━━━━━ RECORDS TO USE ━━━━━

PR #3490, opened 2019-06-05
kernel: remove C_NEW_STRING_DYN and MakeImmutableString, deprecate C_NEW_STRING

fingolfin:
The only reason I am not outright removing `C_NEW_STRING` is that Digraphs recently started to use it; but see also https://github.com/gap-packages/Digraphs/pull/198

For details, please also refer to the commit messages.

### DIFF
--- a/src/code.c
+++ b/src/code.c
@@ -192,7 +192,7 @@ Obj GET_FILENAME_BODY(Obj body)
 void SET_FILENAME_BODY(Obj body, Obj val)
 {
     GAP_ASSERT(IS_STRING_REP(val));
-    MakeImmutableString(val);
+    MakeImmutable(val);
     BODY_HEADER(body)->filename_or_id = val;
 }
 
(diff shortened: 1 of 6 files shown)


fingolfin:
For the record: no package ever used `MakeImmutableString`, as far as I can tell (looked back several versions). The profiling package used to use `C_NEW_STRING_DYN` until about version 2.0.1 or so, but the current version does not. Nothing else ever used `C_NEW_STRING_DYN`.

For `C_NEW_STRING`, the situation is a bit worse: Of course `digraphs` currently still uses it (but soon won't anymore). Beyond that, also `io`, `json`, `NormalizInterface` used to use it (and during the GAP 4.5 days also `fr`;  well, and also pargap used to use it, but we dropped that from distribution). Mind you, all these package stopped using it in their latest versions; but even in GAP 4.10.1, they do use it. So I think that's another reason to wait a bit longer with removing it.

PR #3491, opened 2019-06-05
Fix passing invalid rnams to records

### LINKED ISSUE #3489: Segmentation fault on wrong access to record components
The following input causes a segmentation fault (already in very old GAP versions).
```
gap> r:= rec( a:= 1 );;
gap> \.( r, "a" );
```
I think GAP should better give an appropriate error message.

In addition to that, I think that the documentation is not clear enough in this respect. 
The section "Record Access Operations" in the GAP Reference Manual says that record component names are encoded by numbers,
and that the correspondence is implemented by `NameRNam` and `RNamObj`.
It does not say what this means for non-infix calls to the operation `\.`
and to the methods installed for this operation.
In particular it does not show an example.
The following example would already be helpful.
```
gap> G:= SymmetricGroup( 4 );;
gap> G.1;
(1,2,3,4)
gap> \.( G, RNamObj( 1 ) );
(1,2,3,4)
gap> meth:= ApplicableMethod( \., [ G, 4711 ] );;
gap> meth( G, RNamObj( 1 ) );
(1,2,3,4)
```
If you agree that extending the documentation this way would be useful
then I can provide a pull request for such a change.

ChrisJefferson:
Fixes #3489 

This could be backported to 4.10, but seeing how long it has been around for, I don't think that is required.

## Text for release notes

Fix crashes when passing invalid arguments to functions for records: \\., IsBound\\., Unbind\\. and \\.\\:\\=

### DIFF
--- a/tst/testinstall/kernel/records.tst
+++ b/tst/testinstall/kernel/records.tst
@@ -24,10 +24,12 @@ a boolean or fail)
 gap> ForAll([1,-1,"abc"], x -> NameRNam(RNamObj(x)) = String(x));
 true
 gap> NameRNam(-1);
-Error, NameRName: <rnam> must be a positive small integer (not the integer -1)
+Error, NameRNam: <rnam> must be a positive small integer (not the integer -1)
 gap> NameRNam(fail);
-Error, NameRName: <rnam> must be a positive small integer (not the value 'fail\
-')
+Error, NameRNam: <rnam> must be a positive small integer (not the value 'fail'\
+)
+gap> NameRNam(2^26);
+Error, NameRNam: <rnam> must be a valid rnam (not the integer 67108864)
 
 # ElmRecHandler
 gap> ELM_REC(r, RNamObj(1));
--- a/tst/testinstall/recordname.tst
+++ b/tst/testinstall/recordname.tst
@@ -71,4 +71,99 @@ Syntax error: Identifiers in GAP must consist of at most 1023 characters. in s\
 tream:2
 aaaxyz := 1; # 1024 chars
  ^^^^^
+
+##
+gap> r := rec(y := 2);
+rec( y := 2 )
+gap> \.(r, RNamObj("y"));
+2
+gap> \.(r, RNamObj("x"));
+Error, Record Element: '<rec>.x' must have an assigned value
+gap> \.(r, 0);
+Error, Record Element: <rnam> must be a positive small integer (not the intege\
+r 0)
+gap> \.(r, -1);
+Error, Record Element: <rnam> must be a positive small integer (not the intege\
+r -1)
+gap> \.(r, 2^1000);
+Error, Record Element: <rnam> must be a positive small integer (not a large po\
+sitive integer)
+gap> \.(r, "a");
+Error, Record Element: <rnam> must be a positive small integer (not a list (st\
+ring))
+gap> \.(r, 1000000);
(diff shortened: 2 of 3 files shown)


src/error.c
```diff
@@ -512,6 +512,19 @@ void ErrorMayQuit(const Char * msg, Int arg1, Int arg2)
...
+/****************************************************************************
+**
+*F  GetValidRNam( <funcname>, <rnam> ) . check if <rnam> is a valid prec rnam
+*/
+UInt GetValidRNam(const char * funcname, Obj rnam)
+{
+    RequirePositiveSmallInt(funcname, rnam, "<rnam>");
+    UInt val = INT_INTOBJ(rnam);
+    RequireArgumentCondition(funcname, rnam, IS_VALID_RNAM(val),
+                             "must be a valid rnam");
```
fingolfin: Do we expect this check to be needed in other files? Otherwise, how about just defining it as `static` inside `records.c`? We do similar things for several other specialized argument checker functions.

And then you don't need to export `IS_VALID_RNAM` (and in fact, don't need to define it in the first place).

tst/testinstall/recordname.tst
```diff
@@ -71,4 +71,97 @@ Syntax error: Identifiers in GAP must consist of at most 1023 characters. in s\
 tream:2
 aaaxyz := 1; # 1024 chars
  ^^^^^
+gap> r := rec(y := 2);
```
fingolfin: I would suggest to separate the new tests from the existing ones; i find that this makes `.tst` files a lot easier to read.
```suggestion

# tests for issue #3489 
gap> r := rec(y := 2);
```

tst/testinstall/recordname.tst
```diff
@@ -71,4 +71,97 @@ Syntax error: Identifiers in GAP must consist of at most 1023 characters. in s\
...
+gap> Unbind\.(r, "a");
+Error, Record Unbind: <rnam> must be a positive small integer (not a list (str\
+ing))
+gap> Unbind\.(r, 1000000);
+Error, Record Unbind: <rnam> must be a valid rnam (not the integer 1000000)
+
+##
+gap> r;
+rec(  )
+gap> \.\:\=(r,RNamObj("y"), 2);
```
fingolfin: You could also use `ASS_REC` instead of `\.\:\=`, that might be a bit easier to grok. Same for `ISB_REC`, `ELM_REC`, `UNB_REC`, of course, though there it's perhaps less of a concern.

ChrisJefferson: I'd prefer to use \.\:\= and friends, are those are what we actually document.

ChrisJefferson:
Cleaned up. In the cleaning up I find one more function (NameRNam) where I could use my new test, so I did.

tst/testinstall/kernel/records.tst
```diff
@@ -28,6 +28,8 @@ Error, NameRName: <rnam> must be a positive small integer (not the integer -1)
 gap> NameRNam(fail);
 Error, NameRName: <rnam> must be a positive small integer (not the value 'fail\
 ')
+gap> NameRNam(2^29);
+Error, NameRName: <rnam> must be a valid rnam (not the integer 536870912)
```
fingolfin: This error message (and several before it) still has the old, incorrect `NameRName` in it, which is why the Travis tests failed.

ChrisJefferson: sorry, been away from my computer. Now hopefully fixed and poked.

━━━━━
━━━━━ RECORDS TO USE ━━━━━

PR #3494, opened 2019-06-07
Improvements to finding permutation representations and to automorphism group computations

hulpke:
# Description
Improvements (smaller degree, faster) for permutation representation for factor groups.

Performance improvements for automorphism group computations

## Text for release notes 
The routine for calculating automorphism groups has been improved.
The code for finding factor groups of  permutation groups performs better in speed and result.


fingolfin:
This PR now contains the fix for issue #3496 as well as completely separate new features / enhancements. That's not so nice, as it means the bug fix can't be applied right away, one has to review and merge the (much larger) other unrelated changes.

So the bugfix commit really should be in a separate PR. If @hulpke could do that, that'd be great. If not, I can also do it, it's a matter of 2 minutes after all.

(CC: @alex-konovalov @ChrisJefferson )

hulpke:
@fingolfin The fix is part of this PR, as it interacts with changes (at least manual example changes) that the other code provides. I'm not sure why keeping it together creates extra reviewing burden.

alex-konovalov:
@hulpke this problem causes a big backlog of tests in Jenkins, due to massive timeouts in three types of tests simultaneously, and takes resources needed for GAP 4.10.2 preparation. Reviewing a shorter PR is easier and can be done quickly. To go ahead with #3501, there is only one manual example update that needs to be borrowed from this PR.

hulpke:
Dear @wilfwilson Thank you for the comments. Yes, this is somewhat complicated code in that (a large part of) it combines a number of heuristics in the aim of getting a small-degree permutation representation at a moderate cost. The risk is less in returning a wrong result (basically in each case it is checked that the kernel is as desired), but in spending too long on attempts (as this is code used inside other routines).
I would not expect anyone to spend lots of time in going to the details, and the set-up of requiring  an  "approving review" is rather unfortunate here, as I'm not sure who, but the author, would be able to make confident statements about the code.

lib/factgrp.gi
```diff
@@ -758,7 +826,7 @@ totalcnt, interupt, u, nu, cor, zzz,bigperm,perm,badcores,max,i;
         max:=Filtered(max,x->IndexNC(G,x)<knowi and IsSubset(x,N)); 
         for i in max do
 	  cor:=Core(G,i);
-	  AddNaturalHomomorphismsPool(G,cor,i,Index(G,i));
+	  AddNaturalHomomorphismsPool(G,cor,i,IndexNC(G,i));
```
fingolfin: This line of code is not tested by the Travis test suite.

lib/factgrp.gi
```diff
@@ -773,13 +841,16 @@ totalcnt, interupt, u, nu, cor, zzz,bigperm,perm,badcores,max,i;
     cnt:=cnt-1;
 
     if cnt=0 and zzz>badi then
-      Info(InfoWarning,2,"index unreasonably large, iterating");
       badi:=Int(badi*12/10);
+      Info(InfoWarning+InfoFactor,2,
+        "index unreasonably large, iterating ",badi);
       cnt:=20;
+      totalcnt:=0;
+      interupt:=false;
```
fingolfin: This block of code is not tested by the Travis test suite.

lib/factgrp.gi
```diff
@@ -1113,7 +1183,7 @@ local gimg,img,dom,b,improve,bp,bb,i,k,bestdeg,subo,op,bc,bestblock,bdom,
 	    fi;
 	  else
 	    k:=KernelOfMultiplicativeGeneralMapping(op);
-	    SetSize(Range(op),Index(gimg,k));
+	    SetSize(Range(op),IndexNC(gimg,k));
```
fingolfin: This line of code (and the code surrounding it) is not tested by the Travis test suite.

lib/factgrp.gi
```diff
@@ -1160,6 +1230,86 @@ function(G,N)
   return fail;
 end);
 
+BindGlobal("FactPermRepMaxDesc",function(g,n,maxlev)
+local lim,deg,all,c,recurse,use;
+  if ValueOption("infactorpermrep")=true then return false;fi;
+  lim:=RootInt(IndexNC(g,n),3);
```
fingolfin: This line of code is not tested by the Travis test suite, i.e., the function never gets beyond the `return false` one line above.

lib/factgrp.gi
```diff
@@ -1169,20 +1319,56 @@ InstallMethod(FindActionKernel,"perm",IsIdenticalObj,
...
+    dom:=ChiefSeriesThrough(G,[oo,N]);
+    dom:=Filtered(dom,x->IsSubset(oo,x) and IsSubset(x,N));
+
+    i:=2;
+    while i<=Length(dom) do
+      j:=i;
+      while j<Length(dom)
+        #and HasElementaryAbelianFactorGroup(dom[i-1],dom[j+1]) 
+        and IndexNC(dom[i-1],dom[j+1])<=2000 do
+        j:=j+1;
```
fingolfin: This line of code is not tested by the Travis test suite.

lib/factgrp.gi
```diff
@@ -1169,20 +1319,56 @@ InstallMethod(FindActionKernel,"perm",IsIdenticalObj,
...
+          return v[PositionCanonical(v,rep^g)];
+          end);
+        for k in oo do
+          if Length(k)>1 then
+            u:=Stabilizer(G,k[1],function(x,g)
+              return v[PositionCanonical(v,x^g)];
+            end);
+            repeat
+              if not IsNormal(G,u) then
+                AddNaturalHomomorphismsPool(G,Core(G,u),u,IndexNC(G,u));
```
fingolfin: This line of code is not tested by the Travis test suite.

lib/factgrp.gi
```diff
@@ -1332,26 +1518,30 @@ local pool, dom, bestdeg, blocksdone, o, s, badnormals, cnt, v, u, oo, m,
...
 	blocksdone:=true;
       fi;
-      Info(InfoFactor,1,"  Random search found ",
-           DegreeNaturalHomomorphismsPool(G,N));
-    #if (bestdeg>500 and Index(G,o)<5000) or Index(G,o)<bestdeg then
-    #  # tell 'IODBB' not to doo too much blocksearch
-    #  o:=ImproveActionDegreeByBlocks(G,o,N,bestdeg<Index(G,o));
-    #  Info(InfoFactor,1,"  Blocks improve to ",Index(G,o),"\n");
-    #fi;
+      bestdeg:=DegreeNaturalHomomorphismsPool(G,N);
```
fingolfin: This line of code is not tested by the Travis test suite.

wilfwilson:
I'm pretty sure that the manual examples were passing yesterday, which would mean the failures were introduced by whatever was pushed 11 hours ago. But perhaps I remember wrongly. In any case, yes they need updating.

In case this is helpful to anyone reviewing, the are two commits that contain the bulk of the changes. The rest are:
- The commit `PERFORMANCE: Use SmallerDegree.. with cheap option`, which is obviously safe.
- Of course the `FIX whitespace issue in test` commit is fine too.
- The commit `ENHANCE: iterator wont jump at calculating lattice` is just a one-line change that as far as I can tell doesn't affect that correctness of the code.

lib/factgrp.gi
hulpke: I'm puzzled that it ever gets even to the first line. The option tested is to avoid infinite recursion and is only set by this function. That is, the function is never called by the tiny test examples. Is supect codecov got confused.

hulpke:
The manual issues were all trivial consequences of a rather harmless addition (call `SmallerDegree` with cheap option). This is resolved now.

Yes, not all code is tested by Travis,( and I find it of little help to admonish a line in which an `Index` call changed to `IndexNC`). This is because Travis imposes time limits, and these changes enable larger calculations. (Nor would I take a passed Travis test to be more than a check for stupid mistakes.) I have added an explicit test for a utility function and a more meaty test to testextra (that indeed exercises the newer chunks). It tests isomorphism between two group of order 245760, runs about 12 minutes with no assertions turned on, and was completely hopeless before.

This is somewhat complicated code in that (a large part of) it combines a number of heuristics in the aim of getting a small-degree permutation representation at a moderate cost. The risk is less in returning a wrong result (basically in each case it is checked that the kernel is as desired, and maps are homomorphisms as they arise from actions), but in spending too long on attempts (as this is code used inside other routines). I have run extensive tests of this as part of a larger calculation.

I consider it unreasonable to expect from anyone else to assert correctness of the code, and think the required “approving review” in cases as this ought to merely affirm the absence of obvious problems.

━━━━━

WHAT YOU ARE ASKED TO DO:
Look at the records above. Copy every line where the string "rather" occurs.

ANSWER AREA:
I would not expect anyone to spend lots of time in going to the details, and the set-up of requiring  an  "approving review" is rather unfortunate here, as I'm not sure who, but the author, would be able to make confident statements about the code.
The manual issues were all trivial consequences of a rather harmless addition (call `SmallerDegree` with cheap option). This is resolved now.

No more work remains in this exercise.